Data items

● ● ● ● ●

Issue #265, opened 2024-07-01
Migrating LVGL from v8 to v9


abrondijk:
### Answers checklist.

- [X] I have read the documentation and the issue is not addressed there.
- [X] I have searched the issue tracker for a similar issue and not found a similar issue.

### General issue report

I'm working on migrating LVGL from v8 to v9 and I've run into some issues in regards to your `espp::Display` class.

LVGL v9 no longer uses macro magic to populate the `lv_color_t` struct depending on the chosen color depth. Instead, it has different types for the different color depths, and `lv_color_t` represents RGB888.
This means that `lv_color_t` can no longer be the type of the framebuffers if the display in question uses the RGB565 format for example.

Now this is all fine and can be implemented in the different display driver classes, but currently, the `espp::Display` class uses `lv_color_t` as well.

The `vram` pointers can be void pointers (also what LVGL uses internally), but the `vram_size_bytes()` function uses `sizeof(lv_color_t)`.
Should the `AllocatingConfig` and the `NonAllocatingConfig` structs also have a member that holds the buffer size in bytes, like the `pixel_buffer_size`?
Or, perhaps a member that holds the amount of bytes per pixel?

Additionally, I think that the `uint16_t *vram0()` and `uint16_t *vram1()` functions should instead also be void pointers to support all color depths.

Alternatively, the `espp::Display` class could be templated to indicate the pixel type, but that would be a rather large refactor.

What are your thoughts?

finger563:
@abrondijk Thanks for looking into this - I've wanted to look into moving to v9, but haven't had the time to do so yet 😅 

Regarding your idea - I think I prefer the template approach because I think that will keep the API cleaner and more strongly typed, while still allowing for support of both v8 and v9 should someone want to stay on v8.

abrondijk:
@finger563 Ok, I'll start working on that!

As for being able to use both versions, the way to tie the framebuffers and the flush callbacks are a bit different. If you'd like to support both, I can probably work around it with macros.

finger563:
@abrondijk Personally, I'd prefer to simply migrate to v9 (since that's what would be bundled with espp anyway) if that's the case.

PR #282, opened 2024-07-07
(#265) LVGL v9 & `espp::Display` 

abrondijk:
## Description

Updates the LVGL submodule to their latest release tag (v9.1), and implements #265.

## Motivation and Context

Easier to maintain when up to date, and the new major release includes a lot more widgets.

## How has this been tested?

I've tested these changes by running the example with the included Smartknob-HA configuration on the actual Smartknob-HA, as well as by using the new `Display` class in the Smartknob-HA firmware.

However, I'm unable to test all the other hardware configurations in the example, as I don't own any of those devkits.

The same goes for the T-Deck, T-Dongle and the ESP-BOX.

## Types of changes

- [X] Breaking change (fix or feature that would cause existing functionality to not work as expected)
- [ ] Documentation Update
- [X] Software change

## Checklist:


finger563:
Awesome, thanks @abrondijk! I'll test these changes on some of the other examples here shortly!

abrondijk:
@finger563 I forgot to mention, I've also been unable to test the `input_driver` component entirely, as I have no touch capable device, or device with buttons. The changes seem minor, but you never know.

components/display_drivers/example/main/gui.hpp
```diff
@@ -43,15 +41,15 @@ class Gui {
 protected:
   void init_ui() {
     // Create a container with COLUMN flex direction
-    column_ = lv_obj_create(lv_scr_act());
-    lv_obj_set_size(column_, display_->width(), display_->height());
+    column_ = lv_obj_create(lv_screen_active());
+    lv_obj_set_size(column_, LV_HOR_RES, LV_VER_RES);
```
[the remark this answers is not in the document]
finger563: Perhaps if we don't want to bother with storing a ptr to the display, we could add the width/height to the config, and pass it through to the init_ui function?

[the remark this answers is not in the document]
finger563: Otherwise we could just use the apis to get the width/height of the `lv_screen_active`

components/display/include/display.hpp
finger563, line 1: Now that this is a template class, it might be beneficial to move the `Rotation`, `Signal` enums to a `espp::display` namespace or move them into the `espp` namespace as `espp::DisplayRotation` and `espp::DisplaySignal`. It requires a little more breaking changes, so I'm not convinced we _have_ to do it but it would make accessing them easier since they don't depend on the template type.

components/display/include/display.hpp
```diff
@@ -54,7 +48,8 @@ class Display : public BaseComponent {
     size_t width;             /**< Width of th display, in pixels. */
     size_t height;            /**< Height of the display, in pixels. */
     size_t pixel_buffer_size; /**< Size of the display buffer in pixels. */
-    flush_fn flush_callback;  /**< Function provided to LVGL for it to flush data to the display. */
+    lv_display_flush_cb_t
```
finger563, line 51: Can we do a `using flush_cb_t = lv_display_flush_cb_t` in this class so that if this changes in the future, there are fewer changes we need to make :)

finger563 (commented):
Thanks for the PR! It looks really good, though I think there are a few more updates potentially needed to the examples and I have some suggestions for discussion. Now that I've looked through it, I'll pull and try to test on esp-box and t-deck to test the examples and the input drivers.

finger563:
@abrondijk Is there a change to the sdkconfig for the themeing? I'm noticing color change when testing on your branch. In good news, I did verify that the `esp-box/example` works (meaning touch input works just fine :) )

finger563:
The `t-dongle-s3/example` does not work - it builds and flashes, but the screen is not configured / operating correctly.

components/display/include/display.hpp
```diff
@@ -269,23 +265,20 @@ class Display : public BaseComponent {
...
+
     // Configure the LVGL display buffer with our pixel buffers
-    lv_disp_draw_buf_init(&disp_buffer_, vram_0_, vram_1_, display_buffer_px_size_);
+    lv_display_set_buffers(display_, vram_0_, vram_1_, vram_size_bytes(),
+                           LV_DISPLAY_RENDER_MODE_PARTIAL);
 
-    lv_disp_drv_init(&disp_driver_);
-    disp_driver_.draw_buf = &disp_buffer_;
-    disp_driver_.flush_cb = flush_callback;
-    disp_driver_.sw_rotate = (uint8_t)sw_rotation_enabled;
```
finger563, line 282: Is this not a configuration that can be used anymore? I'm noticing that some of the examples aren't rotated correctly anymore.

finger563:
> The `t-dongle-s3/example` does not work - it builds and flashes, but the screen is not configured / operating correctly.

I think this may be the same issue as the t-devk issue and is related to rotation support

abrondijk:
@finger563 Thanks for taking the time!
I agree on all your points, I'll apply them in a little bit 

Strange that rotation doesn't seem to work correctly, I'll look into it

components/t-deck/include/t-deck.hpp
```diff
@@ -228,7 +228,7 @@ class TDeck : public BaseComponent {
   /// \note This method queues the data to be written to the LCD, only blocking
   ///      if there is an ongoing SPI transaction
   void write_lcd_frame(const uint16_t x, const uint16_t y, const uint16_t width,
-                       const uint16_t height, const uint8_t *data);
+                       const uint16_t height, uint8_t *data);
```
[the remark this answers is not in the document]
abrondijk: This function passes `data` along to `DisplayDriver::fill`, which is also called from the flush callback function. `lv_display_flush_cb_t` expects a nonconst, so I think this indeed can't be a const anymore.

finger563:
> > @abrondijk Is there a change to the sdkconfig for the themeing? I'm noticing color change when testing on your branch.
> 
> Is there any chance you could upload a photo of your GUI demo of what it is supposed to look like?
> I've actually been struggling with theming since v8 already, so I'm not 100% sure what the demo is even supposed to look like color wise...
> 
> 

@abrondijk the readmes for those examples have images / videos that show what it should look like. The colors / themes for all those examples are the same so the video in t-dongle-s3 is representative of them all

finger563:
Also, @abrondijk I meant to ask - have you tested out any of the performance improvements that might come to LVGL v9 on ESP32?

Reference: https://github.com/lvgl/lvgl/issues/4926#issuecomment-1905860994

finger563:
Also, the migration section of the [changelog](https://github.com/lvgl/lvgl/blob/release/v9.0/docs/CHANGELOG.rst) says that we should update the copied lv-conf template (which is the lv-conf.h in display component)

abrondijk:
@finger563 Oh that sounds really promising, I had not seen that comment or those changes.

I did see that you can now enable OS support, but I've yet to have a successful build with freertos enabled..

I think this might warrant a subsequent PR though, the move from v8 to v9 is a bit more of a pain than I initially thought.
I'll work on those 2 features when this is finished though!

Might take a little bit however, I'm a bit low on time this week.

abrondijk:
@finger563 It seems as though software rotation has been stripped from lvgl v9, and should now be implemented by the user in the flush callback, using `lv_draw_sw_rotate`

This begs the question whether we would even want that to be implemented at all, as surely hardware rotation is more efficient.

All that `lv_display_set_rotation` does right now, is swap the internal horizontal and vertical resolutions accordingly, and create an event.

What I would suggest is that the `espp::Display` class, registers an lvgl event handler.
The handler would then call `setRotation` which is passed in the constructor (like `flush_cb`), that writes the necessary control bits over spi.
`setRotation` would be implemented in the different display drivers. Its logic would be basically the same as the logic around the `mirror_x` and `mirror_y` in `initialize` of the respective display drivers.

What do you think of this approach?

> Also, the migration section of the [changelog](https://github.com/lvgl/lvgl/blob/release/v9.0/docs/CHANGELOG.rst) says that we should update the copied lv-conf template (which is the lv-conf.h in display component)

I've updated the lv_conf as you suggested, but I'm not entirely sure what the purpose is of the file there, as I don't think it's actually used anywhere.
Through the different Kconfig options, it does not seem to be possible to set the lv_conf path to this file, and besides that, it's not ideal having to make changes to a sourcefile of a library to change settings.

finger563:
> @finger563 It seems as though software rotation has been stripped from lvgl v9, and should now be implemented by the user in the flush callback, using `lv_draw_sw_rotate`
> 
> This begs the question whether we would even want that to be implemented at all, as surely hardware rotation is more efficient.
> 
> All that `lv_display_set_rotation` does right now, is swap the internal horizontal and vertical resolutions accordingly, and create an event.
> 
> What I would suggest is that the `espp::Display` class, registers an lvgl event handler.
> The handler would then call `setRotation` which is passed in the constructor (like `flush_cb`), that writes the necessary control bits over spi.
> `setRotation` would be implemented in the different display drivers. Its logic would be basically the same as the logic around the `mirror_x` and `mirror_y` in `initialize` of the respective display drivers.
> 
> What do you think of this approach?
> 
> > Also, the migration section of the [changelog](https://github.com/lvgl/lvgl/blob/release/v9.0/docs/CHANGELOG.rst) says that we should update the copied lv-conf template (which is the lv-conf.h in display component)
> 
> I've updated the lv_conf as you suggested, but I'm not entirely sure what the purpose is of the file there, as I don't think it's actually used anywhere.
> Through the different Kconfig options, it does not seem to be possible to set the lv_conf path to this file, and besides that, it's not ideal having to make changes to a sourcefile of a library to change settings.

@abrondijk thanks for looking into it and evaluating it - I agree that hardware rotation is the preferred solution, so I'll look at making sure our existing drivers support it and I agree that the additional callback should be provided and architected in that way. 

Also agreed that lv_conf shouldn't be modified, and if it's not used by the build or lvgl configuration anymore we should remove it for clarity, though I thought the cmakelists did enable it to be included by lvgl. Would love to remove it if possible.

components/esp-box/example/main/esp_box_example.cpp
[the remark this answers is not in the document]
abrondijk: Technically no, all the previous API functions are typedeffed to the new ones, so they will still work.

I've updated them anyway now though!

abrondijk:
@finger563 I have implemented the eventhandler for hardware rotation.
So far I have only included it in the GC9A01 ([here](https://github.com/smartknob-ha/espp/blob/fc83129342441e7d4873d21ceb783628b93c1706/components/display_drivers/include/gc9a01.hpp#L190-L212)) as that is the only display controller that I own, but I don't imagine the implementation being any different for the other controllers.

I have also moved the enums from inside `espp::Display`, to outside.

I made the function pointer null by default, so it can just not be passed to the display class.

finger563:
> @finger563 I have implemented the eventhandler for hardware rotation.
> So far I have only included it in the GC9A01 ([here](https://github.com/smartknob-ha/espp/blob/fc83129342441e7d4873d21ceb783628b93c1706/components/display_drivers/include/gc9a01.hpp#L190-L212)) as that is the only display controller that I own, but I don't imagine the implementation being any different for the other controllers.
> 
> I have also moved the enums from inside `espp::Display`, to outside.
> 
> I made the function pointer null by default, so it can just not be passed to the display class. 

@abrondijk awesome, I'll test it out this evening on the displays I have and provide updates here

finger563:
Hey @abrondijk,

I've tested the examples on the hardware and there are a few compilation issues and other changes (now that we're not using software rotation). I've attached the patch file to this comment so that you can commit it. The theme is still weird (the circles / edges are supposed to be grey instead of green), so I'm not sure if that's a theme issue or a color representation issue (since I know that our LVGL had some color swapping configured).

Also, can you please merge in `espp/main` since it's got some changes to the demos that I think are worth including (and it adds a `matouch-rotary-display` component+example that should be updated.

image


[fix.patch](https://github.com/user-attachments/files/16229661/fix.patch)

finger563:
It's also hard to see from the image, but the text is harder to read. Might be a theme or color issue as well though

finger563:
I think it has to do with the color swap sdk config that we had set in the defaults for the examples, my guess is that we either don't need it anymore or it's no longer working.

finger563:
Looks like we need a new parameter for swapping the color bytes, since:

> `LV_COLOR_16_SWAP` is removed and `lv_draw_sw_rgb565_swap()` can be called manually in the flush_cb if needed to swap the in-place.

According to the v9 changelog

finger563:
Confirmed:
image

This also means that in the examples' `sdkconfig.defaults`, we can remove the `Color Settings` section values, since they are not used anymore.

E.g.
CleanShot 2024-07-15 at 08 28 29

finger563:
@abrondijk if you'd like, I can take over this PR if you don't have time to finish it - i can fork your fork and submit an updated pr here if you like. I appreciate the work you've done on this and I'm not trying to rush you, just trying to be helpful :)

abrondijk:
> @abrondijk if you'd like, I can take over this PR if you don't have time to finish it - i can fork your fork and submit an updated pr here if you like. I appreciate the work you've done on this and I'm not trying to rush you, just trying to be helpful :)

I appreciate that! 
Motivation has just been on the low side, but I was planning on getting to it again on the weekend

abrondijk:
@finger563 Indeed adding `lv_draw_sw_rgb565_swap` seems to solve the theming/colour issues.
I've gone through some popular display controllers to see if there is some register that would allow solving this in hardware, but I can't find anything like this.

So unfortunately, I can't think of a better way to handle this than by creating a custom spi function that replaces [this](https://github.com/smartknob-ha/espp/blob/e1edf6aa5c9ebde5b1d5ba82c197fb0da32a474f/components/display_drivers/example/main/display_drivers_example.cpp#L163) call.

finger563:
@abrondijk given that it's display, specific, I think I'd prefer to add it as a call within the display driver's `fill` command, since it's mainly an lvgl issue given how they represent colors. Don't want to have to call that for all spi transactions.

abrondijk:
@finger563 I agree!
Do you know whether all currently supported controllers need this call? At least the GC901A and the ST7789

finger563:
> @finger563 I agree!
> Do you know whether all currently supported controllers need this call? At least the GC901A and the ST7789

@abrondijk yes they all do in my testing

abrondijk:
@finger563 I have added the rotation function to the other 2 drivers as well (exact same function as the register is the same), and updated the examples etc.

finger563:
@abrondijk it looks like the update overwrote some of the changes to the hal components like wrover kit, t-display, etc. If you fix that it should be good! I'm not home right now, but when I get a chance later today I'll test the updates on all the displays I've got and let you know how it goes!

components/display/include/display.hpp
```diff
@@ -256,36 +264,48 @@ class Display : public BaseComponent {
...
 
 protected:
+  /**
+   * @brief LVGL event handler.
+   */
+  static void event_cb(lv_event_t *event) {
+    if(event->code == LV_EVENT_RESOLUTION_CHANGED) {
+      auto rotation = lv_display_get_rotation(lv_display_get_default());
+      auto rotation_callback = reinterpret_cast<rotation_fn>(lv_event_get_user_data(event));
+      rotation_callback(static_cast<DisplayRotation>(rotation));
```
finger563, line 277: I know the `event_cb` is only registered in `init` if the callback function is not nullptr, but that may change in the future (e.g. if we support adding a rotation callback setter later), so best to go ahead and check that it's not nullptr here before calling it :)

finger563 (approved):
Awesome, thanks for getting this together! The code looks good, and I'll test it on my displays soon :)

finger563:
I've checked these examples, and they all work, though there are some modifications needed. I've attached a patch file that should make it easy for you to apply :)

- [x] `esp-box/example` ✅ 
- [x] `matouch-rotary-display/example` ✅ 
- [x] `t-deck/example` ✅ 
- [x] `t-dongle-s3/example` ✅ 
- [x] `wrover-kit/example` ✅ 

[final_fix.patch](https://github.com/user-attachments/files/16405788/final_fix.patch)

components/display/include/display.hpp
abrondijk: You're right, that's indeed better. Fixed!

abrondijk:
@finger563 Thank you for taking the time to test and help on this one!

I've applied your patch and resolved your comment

● ● ● ● ●

* REQUIRED ACTION *
Copy, please, every line from the start of the entries down to the line that holds "working on that!", with both of those lines included and no others.

* ANSWER SPACE *
Issue #265, opened 2024-07-01
Migrating LVGL from v8 to v9


abrondijk:
### Answers checklist.

- [X] I have read the documentation and the issue is not addressed there.
- [X] I have searched the issue tracker for a similar issue and not found a similar issue.

### General issue report

I'm working on migrating LVGL from v8 to v9 and I've run into some issues in regards to your `espp::Display` class.

LVGL v9 no longer uses macro magic to populate the `lv_color_t` struct depending on the chosen color depth. Instead, it has different types for the different color depths, and `lv_color_t` represents RGB888.
This means that `lv_color_t` can no longer be the type of the framebuffers if the display in question uses the RGB565 format for example.

Now this is all fine and can be implemented in the different display driver classes, but currently, the `espp::Display` class uses `lv_color_t` as well.

The `vram` pointers can be void pointers (also what LVGL uses internally), but the `vram_size_bytes()` function uses `sizeof(lv_color_t)`.
Should the `AllocatingConfig` and the `NonAllocatingConfig` structs also have a member that holds the buffer size in bytes, like the `pixel_buffer_size`?
Or, perhaps a member that holds the amount of bytes per pixel?

Additionally, I think that the `uint16_t *vram0()` and `uint16_t *vram1()` functions should instead also be void pointers to support all color depths.

Alternatively, the `espp::Display` class could be templated to indicate the pixel type, but that would be a rather large refactor.

What are your thoughts?

finger563:
@abrondijk Thanks for looking into this - I've wanted to look into moving to v9, but haven't had the time to do so yet 😅 

Regarding your idea - I think I prefer the template approach because I think that will keep the API cleaner and more strongly typed, while still allowing for support of both v8 and v9 should someone want to stay on v8.

abrondijk:
@finger563 Ok, I'll start working on that!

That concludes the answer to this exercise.